What is there even to say about being an IV drug addict? It's a bad life. I've had it much better than so many others I encounter at meetings. The woman who led the meeting tonight lived on the streets for years, whereas I've never once been homeless. I graduated college. I've had various decent jobs (although I've fucked up a ton of them due to drug use). But I've had all kinds of bad things happen to. My health has suffered tremendously. But it's the psychological effects that take the biggest toll. I've heard that you are emotionally at the age you were when you first became an addict, so now that I'm trying to get sober (something, by the way, I've been trying to do for years, with literally countless numbers of relapses), I feel like I'm stuck in high school emotionally. It's a tough thing to deal with, but I'm only 31, so I'm not too old. I've decided to go back to school to become a nurse recently, so I'm working towards that. I got out of rehab recently, separated from my girlfriend of 7+ years (as you can imagine, drug addiction was the reason why), and moved back from Los Angeles to the East Coast to live with my parents to go back to school.

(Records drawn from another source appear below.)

PR #287, opened 2021-05-26
test: 💍 SQFormMultiSelect

lucas-homer:
✅ Closes: 270

### DIFF
--- a/stories/SQFormMultiSelect.stories.js
+++ b/stories/SQFormMultiSelect.stories.js
@@ -23,8 +23,8 @@ export default {
 };
 
 const MOCK_FRIENDS_OPTIONS = [
-  {label: 'Joe', value: random(10 + Math.ceil(Math.random() * 20))},
-  {label: 'Jane', value: random(10 + Math.ceil(Math.random() * 20))},
+  {label: 'Joe', value: 1},
+  {label: 'Jane', value: 2},
   {label: 'Jack', value: random(10 + Math.ceil(Math.random() * 20))},
   {label: 'Jill', value: random(10 + Math.ceil(Math.random() * 20))},
   {label: 'John', value: random(10 + Math.ceil(Math.random() * 20))},
--- a/stories/SQFormMultiSelect.stories.js
+++ b/stories/SQFormMultiSelect.stories.js
@@ -47,18 +47,24 @@ const defaultArgs = {
   children: MOCK_FRIENDS_OPTIONS
 };
 
-export const SQFormMultiSelect = args => (
-  <div style={{minWidth: 250}}>
-    <SQFormStoryWrapper initialValues={{[defaultArgs.name]: []}}>
-      <SQFormMultiSelectComponent
-        name={defaultArgs.name}
-        label={defaultArgs.label}
-        {...args}
-        size={args.size !== 'auto' ? Number(args.size) : args.size}
-      />
-    </SQFormStoryWrapper>
-  </div>
-);
+export const SQFormMultiSelect = args => {
+  const {SQFormProps, ...rest} = args;
+  return (
+    <div style={{minWidth: 250}}>
+      <SQFormStoryWrapper
+        initialValues={{[defaultArgs.name]: []}}
+        {...SQFormProps}
+      >
+        <SQFormMultiSelectComponent
+          name={defaultArgs.name}
+          label={defaultArgs.label}
+          {...rest}
+          size={rest.size !== 'auto' ? Number(rest.size) : rest.size}
+        />
+      </SQFormStoryWrapper>
+    </div>
+  );
+};
 SQFormMultiSelect.storyName = 'SQFormMultiSelect';
 SQFormMultiSelect.args = defaultArgs;
 
--- a/stories/SQFormMultiSelect.stories.js
+++ b/stories/SQFormMultiSelect.stories.js
@@ -43,7 +43,8 @@ const MOCK_FRIENDS_OPTIONS = [
 
 const defaultArgs = {
   label: 'Friends',
-  name: 'friends'
+  name: 'friends',
+  children: MOCK_FRIENDS_OPTIONS
 };
 
 export const SQFormMultiSelect = args => (
@@ -54,9 +55,7 @@ export const SQFormMultiSelect = args => (
         label={defaultArgs.label}
         {...args}
         size={args.size !== 'auto' ? Number(args.size) : args.size}
-      >
-        {MOCK_FRIENDS_OPTIONS}
-      </SQFormMultiSelectComponent>
+      />
     </SQFormStoryWrapper>
   </div>
 );
--- a/stories/__tests__/SQFormMultiSelect.stories.test.js
+++ b/stories/__tests__/SQFormMultiSelect.stories.test.js
@@ -39,14 +39,29 @@ describe('Tests for SQFormMultiSelect', () => {
     expect(expandButton).toHaveTextContent(initialDropdownValue);
   });
 
-  it('should show empty value "- -" if provided initial value not in options', async () => {
-    render(<SQFormMultiSelect size="auto" initialValue={{friends: [0]}} />);
+  it('should show console warning if provided initial value not in options', async () => {
+    const consoleWarnSpy = jest
+      .spyOn(console, 'warn')
+      .mockImplementation(() => {});
 
-    const expandButton = await waitFor(() =>
-      screen.findByRole('button', {name: /friends/i})
+    render(
+      <SQFormMultiSelect
+        size="auto"
+        SQFormProps={{
+          initialValues: {friends: [0]}
+        }}
+      />
     );
 
-    expect(expandButton).toHaveTextContent(initialDropdownValue);
+    await waitFor(() =>
+      expect(consoleWarnSpy).toHaveBeenCalledWith(
+        expect.stringMatching(
+          /the requested display value.*could not be found/i
+        )
+      )
+    );
+
+    consoleWarnSpy.mockRestore();
   });
 
   it('should show empty list if no options passed', async () => {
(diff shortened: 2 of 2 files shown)


stories/__tests__/SQFormMultiSelect.stories.test.js
```diff
@@ -0,0 +1,142 @@
...
+    const expandButton = await waitFor(() =>
+      screen.findByRole('button', {name: /friends/i})
+    );
+    await waitFor(() =>
+      expect(expandButton).toHaveTextContent(initialDropdownValue)
+    );
+  });
+
+  it('should show empty value "- -" if provided initial value not in options', async () => {
+    render(<SQFormMultiSelect size="auto" initialValue={{friends: [0]}} />);
```
codyarose, line 46: `initialValues` isn't a prop on `SQFormMultiSelect`, but I think I see what you were going for. In some of the other tests you can pass in different `initialValues` to the underlying `SQForm` because the story was set up to make that possible with `SQFormProps`. This story does not have that set up because it existed before that solution was created.

Check out the stories and tests for `SQFormAutocomplete` to get an idea of how to set that up. Feel free to ping me if you have any questions - the storybook template and args structure is kind of weird.

After that, a test for checking what should happen when an initial value is provided that _is_ in the options would be good to add.

stories/__tests__/SQFormMultiSelect.stories.test.js
```diff
@@ -0,0 +1,142 @@
...
+
+    consoleWarnSpy.mockRestore();
+  });
+
+  it('should update when options are selected', async () => {
+    render(<SQFormMultiSelect size="auto" />);
+
+    const expandButton = await screen.findByRole('button', {name: /friends/i});
+
+    expect(expandButton).toHaveTextContent('- -');
```
codyarose, line 81: Nitpick: `initialDropdownValue` could be used here

stories/__tests__/SQFormMultiSelect.stories.test.js
```diff
@@ -0,0 +1,142 @@
...
+    userEvent.click(option2);
+
+    await waitFor(() => expect(expandButton).toHaveTextContent('Jack, Jill'));
+  });
+
+  it('should not open dropdown options if field is disabled', async () => {
+    render(<SQFormMultiSelect size="auto" isDisabled={true} />);
+
+    const expandButton = await screen.findByRole('button', {name: /friends/i});
+    expect(expandButton).toHaveAttribute('aria-disabled');
```
codyarose, line 98: Check out the `SQFormDropdown` test called `should not be selectable if it is disabled` for a good example of how to test that it's truly disabled. I think the same methods should apply to the multiselect

stories/__tests__/SQFormMultiSelect.stories.test.js
```diff
@@ -0,0 +1,142 @@
...
+  it('should highlight field if required but no value selected', async () => {
+    const validationSchema = {
+      friends: Yup.string().required('Required')
+    };
+
+    render(
+      <SQFormMultiSelect
+        size="auto"
+        isRequired
+        validationSchema={validationSchema}
```
codyarose, line 124: Same as my previous comment about `initialValues` here. `SQFormProps` needs to be exposed on the story to pass in a schema to `SQForm`

codyarose (changes requested):

stories/__tests__/SQFormMultiSelect.stories.test.js
```diff
@@ -0,0 +1,142 @@
...
+  it('should render a form with a multiselect input and dropdown options', async () => {
+    render(<SQFormMultiSelect size="auto" />);
+
+    const expandButton = await waitFor(() =>
+      screen.findByRole('button', {
+        name: /friends/i
+      })
+    );
+
+    userEvent.click(expandButton);
```
laurelbean, line 25: Since you're performing an action after the render, checking for the options could be moved to its own test. But I can also see how having the options is essential to the component.

stories/__tests__/SQFormMultiSelect.stories.test.js
```diff
@@ -0,0 +1,142 @@
...
+import {composeStories} from '@storybook/testing-react';
+
+import userEvent from '@testing-library/user-event';
+import * as stories from '../SQFormMultiSelect.stories';
+
+const {SQFormMultiSelect} = composeStories(stories);
+
+const initialDropdownValue = '- -';
+
+afterEach(() => {});
```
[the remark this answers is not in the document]
lucas-homer: bingo! updating now...

stories/__tests__/SQFormMultiSelect.stories.test.js
```diff
@@ -0,0 +1,142 @@
...
+        name: /friends/i
+      })
+    );
+
+    userEvent.click(expandButton);
+
+    const optionsList = await screen.findByRole('listbox');
+    await waitFor(() => expect(optionsList).toBeInTheDocument());
+
+    const options = await within(optionsList).findAllByRole('option');
```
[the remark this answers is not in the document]
lucas-homer: ok cool. honestly, at a certain point, I went with the shotgun approach cause I couldn't tell which part actually needed it 😬

stories/__tests__/SQFormMultiSelect.stories.test.js
```diff
@@ -0,0 +1,140 @@
...
+import userEvent from '@testing-library/user-event';
+import * as stories from '../SQFormMultiSelect.stories';
+
+const {SQFormMultiSelect} = composeStories(stories);
+
+const initialDropdownValue = '- -';
+
+describe('Tests for SQFormMultiSelect', () => {
+  it('should render a form with a multiselect input and dropdown options', async () => {
+    render(<SQFormMultiSelect size="auto" />);
```
20BBrown14, line 15: nit: Size defaults to 'auto'

stories/__tests__/SQFormMultiSelect.stories.test.js
```diff
@@ -0,0 +1,140 @@
...
+  });
+
+  it('should display icon and text if field is required', async () => {
+    render(<SQFormMultiSelect isRequired={true} size="auto" />);
+
+    const required = await screen.findByText(/required/i);
+    expect(required).toBeVisible();
+  });
+
+  it('should not display icon and text if field is not required', async () => {
```
20BBrown14, line 106: This test doesn't check if the icon is present as the description says

stories/__tests__/SQFormMultiSelect.stories.test.js
laurelbean: This is an issue with the story, not the component. Currently, if you don't add size to the story then it'll throw a warning.

20BBrown14: Thanks, I wasn't aware!

laurelbean: Cody fixed it on the newest set of stories, but the fix hasn't been ported to the old ones yet.

codyarose: I _think_ I've fixed it. I believe the issue is with storybook changing numbers to strings when it passes the size prop along through `args`, which causes proptypes to throw a fit

stories/__tests__/SQFormMultiSelect.stories.test.js
lucas-homer: this is a good point, and after reviewing, I'm changing the description because I didn't have a good way of checking for the svg anyway, and it didn't seem absolutely necessary for the test to still keep its usefulness

laurelbean:
I think it would be good to add another test for an initial value that is part of the options.

lucas-homer:
> I think it would be good to add another test for an initial value that is part of the options.

done!

stories/__tests__/SQFormMultiSelect.stories.test.js
lucas-homer: > Since you're performing an action after the render, checking for the options could be moved to its own test. But I can also see how having the options is essential to the component.

I'm going to go ahead and split this into two. For extra by-the-bookness

laurelbean (approved):
Looks good to me!

stories/__tests__/SQFormMultiSelect.stories.test.js
lucas-homer: done!

stories/__tests__/SQFormMultiSelect.stories.test.js
```diff
@@ -0,0 +1,189 @@
...
+    userEvent.click(option2);
+
+    await waitFor(() => expect(expandButton).toHaveTextContent('Jack, Jill'));
+  });
+
+  it('should not open dropdown options if field is disabled', async () => {
+    render(<SQFormMultiSelect size="auto" isDisabled={true} />);
+
+    const expandButton = await screen.findByRole('button', {name: /friends/i});
+    expect(expandButton).toHaveAttribute('aria-disabled', 'true');
```
codyarose, line 144: I think the only thing that's missing is checking that the dropdown really won't open when clicked while disabled
```js
userEvent.click(expandButton);

const optionsList = screen.queryByRole('listbox');

expect(optionsList).not.toBeInTheDocument();
```

stories/SQFormMultiSelect.stories.js
```diff
@@ -43,23 +43,28 @@ const MOCK_FRIENDS_OPTIONS = [
...
-        label={defaultArgs.label}
-        {...args}
-        size={args.size !== 'auto' ? Number(args.size) : args.size}
+export const SQFormMultiSelect = args => {
+  const {SQFormProps, ...rest} = args;
+  return (
+    <div style={{minWidth: 250}}>
+      <SQFormStoryWrapper
+        initialValues={{[defaultArgs.name]: []}}
+        {...SQFormProps}
```
codyarose, line 56: 👍

codyarose (changes requested):

stories/__tests__/SQFormMultiSelect.stories.test.js
lucas-homer: > I think the only thing that's missing is checking that the dropdown really won't open when clicked while disabled
> 
> ```js
> userEvent.click(expandButton);
> 
> const optionsList = screen.queryByRole('listbox');
> 
> expect(optionsList).not.toBeInTheDocument();
> ```

awesome feedback. done!

codyarose (approved):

As I mentioned earlier, I also can relate to alcoholism, despite heroin and IV cocaine being my drugs of choice. When I first tried to quit drugs in my earlier 20s, I started drinking very heavily as a way to cope with life. I used to drink almost a bottle of liquor to myself every night, blacking out pretty much constantly, since I would drink it so fast. I knew even then that I wasn't really clean in any way when I was drinking so much. Unsurprisingly, the year or so of alcoholic drinking led to a relapse on other drugs.